▸ EXERCISE
Set down the lines below exactly as they stand, please. Go from the first through the one containing "In @algolia/recommend-js &".
---------- EXCERPTED RECORDS
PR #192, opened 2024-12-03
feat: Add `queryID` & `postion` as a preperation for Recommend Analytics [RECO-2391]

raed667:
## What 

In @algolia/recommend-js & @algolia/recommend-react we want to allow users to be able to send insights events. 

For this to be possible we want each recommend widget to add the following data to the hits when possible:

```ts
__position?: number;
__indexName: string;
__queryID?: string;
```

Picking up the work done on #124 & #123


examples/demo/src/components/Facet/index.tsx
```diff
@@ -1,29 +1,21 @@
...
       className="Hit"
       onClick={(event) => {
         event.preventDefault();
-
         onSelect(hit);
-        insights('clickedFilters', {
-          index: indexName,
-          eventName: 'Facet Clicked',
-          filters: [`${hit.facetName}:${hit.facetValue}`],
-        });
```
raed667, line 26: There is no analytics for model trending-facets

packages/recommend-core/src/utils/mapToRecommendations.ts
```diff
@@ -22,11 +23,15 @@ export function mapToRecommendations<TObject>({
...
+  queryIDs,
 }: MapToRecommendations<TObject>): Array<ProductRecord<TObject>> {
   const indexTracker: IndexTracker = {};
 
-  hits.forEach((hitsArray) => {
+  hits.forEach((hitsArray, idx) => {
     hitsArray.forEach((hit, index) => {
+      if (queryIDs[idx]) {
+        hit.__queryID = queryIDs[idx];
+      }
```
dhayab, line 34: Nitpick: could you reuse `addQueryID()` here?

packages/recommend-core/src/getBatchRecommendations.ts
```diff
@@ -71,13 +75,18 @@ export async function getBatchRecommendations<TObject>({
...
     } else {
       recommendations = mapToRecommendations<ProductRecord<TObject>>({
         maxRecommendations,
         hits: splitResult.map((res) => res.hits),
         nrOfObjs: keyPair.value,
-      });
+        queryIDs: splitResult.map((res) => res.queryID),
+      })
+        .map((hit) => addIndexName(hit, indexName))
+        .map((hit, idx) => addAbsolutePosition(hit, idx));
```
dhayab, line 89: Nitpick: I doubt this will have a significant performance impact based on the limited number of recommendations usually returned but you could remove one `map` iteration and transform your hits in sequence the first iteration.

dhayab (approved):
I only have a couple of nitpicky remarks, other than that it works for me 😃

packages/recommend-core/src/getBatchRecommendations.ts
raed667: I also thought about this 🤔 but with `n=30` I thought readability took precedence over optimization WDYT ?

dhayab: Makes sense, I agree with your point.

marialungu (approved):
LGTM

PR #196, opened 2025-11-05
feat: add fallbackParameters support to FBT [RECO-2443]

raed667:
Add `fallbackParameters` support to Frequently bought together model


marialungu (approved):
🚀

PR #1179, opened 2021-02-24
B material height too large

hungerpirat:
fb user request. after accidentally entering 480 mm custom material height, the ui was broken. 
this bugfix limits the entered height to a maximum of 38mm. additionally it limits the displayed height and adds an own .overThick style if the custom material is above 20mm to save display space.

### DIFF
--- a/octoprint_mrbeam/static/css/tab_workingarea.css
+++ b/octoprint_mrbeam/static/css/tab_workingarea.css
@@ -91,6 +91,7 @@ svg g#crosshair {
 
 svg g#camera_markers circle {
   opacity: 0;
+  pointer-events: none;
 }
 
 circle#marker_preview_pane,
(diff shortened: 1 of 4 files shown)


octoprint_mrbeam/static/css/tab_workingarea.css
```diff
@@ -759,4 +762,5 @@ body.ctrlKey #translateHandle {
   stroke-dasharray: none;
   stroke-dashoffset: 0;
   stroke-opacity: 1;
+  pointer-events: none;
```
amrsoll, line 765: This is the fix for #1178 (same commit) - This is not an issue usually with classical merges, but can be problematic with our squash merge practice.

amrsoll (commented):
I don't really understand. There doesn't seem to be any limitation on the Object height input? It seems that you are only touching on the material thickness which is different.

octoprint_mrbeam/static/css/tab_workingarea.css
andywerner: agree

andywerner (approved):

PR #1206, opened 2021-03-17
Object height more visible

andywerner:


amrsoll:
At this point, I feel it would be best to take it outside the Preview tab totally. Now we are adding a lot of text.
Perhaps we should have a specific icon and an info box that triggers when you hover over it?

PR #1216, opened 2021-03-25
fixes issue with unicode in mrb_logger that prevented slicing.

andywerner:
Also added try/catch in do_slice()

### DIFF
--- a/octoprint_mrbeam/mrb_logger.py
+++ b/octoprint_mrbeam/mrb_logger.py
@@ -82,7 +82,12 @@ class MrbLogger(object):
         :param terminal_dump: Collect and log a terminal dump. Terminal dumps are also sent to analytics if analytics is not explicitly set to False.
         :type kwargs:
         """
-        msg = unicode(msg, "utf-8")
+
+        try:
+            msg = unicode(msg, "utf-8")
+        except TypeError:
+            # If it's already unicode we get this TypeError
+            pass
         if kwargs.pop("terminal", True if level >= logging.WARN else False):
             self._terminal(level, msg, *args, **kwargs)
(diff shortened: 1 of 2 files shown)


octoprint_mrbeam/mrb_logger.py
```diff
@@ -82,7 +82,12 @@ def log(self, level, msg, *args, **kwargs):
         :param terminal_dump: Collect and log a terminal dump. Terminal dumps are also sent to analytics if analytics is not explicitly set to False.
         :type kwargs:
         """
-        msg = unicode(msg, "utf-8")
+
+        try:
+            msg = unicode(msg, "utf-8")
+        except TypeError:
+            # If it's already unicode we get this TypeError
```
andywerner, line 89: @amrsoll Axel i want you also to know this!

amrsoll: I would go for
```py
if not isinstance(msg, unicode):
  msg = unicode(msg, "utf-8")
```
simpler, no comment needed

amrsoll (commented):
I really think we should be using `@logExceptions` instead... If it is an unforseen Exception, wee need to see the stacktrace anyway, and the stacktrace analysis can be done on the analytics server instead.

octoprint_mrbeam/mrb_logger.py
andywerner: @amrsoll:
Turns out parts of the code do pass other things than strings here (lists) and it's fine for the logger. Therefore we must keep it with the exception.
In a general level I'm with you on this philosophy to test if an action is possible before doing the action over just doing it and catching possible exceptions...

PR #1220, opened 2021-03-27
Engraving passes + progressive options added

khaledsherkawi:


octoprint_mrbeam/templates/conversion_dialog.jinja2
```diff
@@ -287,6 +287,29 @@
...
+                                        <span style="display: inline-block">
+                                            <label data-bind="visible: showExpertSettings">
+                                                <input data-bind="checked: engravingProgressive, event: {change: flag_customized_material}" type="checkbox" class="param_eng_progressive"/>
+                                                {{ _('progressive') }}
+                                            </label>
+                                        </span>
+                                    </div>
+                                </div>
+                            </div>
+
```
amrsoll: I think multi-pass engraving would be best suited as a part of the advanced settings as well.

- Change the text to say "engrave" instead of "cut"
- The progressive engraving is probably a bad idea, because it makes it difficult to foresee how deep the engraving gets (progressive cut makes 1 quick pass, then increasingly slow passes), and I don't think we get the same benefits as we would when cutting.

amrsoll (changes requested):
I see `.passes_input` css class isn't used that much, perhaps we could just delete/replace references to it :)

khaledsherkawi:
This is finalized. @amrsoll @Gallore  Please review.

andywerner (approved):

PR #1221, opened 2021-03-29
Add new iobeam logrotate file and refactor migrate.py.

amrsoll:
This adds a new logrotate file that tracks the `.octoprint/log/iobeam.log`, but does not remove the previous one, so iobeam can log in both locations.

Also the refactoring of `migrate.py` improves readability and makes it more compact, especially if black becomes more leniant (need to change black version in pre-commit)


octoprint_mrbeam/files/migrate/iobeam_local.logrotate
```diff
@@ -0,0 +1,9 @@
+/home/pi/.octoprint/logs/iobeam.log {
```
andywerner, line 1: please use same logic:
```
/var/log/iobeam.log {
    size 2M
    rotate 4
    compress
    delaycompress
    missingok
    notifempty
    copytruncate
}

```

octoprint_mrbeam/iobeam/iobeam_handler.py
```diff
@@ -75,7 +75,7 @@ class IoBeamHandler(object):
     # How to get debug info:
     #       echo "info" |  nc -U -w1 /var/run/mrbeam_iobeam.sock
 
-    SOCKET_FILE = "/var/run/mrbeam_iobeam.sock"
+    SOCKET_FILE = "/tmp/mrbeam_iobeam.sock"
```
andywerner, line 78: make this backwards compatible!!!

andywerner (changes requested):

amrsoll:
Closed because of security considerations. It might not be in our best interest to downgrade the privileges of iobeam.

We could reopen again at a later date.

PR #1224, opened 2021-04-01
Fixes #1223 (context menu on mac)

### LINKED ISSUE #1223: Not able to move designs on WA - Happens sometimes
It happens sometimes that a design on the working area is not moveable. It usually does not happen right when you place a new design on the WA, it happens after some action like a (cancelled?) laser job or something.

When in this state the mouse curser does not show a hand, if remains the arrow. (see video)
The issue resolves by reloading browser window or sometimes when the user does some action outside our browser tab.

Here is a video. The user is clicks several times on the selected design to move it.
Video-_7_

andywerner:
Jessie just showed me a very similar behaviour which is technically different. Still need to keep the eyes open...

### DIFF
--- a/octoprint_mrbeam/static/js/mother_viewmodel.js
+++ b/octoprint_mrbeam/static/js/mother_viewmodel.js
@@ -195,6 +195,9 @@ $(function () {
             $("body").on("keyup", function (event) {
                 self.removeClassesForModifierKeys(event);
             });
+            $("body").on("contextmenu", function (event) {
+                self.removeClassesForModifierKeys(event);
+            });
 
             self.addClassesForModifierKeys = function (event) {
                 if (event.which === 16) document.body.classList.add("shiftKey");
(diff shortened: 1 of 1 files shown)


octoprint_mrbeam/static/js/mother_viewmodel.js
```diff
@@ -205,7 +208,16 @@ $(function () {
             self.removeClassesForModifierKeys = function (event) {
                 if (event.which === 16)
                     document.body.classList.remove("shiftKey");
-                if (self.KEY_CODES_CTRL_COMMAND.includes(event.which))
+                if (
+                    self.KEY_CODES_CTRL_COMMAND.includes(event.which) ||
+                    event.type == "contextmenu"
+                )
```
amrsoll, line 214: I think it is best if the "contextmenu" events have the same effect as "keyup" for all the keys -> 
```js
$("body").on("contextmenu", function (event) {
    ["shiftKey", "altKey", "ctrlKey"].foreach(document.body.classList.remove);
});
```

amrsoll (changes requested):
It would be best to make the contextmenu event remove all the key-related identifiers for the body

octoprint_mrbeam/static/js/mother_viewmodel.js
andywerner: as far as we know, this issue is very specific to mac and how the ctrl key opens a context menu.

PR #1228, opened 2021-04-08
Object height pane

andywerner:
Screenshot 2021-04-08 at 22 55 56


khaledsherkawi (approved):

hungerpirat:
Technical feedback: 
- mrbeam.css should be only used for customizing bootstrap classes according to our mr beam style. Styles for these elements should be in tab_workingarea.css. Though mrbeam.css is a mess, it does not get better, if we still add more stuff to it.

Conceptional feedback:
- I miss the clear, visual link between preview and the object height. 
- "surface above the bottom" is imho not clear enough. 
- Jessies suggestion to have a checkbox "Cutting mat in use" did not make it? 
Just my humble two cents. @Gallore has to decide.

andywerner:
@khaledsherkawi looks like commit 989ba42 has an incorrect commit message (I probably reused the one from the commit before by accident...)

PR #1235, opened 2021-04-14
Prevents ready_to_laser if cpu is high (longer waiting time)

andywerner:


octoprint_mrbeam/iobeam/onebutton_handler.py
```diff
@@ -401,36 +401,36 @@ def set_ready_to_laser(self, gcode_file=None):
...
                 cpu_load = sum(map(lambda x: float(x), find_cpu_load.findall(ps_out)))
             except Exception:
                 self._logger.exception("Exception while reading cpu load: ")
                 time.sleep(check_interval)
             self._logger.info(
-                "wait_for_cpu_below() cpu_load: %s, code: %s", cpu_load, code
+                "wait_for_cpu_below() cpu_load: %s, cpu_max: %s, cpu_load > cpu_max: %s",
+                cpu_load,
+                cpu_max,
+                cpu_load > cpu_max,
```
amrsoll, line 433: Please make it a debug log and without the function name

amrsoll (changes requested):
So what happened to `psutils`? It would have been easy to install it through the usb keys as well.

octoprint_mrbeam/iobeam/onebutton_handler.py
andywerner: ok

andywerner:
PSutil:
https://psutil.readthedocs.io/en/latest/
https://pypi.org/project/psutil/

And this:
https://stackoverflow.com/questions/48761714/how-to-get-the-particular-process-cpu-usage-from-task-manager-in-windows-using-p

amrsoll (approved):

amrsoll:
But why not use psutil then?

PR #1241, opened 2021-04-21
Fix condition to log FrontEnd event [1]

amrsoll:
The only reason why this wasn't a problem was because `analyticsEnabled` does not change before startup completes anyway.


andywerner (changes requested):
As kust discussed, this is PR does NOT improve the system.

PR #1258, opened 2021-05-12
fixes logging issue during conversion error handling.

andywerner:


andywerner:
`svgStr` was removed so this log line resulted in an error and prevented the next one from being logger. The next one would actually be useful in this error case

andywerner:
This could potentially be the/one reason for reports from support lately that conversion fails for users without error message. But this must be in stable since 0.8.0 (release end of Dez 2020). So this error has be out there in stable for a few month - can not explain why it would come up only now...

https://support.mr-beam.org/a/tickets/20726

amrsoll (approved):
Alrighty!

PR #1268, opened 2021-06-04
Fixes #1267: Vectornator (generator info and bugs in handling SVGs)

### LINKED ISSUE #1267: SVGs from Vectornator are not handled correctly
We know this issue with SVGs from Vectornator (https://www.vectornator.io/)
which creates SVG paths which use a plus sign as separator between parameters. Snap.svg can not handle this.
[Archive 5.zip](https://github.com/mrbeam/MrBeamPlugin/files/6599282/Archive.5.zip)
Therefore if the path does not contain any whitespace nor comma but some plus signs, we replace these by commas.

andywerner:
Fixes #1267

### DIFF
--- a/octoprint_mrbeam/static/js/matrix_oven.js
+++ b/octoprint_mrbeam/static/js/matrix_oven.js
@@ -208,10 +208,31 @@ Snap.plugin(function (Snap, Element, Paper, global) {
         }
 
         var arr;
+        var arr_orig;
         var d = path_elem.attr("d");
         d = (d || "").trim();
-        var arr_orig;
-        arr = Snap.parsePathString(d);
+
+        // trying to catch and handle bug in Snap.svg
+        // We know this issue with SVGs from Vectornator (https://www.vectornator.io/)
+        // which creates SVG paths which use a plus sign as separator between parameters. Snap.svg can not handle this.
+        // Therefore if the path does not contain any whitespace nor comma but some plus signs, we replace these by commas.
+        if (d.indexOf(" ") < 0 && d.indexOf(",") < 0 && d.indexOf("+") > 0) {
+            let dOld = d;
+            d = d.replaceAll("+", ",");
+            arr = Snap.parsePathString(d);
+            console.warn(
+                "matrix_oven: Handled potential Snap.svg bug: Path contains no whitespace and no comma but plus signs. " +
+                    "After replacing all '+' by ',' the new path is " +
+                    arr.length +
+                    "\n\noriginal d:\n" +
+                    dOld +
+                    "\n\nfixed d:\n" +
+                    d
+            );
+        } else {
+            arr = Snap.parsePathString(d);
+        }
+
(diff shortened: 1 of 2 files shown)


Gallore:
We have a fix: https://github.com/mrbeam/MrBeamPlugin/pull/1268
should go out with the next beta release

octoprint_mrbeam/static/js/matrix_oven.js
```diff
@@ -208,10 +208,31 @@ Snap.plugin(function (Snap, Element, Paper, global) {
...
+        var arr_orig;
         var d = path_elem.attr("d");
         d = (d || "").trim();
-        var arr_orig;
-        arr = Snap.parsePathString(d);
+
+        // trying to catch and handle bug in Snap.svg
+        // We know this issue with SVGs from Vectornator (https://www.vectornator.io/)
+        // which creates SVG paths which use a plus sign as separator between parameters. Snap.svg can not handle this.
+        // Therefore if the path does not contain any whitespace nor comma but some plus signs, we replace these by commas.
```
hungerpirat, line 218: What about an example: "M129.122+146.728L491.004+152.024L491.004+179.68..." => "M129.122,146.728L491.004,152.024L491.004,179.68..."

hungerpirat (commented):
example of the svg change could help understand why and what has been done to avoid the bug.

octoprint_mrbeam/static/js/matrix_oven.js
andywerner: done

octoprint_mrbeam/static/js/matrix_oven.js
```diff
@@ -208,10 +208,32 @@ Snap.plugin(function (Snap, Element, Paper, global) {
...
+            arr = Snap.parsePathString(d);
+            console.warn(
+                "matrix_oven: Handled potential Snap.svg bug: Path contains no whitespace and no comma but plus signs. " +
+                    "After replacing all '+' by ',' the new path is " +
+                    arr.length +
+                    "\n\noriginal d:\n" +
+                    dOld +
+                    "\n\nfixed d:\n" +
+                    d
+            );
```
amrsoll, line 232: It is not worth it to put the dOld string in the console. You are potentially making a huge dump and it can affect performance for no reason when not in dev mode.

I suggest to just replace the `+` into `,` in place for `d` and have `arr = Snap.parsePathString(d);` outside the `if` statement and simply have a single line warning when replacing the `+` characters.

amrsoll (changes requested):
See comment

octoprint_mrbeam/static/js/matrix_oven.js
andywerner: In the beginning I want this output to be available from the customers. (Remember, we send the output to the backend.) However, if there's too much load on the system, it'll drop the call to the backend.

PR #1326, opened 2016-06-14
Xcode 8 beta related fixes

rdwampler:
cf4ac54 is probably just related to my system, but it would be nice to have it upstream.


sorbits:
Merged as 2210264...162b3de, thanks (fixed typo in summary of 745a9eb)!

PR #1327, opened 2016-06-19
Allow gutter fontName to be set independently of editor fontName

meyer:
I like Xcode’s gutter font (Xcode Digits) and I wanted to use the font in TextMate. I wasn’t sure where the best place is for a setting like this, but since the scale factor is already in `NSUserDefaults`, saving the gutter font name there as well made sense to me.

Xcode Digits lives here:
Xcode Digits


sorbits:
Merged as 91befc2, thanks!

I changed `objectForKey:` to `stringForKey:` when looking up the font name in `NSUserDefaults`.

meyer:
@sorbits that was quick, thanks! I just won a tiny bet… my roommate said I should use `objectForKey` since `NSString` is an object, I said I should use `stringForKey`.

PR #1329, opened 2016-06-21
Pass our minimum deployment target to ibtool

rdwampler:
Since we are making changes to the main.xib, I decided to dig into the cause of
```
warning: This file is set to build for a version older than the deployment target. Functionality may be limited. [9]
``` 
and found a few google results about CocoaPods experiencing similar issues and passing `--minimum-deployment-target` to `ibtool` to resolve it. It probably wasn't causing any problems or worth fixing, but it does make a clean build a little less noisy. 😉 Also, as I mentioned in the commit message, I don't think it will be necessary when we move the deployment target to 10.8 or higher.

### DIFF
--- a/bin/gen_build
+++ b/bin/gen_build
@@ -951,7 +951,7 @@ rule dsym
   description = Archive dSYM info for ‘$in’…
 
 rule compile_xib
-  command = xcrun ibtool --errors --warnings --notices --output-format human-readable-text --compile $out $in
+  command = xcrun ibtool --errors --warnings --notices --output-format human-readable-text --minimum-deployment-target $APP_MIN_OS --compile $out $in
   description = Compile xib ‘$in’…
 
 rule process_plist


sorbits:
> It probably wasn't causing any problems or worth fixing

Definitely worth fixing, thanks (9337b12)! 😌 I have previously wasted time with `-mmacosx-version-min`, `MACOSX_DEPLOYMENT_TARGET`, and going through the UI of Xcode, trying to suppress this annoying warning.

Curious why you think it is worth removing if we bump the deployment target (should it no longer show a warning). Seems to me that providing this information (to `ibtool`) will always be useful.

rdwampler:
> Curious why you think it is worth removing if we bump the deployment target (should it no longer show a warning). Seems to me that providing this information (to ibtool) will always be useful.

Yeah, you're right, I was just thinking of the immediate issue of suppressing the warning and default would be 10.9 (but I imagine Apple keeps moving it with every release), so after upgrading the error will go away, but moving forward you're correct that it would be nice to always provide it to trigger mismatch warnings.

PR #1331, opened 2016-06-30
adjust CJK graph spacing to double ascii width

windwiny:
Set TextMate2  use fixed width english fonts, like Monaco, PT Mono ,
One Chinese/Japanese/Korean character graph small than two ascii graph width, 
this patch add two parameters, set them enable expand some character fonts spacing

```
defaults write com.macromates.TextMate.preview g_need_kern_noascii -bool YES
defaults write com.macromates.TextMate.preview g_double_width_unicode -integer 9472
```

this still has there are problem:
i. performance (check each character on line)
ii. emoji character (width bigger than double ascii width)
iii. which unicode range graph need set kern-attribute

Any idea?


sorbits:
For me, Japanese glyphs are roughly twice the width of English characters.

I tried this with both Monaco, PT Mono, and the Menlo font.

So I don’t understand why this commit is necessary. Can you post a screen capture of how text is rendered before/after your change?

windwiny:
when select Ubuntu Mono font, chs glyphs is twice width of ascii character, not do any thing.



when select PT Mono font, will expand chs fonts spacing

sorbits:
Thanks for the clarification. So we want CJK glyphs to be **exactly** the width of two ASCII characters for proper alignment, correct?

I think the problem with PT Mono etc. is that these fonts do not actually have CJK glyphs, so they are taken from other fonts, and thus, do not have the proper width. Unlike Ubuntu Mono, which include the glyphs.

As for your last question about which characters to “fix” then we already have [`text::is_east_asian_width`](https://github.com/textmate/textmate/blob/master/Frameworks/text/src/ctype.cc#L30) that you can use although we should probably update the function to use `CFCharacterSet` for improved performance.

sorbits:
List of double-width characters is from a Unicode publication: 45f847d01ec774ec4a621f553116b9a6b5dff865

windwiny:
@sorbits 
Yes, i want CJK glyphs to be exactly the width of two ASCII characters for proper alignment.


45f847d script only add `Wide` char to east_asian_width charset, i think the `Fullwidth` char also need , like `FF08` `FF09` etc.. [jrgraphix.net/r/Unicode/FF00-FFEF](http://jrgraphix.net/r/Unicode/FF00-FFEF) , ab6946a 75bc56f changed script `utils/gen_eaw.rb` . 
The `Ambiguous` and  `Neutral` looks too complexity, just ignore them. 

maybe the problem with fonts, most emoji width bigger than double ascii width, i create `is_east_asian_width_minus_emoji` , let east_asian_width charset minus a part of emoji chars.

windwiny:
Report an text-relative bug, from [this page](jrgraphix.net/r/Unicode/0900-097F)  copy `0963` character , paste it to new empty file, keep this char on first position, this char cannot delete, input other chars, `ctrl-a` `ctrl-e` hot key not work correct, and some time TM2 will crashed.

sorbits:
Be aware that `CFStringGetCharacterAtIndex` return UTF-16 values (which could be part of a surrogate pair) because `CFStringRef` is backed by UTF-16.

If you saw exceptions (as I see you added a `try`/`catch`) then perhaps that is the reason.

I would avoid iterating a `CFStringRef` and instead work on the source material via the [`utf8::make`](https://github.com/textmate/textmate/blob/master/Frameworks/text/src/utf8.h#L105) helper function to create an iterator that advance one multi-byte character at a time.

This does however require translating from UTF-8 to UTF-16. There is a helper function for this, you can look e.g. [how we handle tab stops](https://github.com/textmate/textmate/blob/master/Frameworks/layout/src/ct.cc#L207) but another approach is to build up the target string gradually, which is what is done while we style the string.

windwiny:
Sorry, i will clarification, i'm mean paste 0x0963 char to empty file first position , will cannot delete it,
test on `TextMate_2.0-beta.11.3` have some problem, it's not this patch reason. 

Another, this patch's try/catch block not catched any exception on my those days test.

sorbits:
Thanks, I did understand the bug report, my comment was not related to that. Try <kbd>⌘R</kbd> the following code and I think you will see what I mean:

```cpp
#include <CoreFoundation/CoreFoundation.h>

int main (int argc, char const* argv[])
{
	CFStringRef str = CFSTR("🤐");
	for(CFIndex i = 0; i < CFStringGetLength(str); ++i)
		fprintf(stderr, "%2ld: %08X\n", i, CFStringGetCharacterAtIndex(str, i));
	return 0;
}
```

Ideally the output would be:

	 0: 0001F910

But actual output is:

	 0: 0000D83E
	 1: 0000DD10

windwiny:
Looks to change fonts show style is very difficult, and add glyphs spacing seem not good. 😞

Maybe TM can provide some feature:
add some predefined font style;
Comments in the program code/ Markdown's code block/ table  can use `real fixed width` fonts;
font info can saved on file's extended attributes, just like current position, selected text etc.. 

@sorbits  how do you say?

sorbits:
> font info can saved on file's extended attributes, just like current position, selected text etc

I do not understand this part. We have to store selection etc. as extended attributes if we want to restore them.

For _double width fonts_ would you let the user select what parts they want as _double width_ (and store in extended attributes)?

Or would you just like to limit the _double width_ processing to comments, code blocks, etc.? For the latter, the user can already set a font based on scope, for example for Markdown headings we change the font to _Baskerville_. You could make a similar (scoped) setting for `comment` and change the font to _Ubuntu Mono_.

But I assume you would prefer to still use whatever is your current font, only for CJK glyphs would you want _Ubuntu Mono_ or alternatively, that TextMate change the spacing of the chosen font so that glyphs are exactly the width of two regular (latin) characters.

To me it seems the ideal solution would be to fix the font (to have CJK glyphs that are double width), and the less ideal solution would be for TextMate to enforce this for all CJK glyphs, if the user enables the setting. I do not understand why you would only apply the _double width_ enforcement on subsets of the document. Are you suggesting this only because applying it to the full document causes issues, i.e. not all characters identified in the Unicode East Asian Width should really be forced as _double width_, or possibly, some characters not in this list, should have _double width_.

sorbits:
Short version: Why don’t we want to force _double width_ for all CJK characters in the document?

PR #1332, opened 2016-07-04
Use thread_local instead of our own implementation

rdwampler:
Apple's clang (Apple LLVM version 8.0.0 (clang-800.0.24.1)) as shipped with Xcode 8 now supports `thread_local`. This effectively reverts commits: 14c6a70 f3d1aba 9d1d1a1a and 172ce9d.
--------------------
▸ ANSWER SECTION
PR #192, opened 2024-12-03
feat: Add `queryID` & `postion` as a preperation for Recommend Analytics [RECO-2391]

raed667:
## What 

In @algolia/recommend-js & @algolia/recommend-react we want to allow users to be able to send insights events. 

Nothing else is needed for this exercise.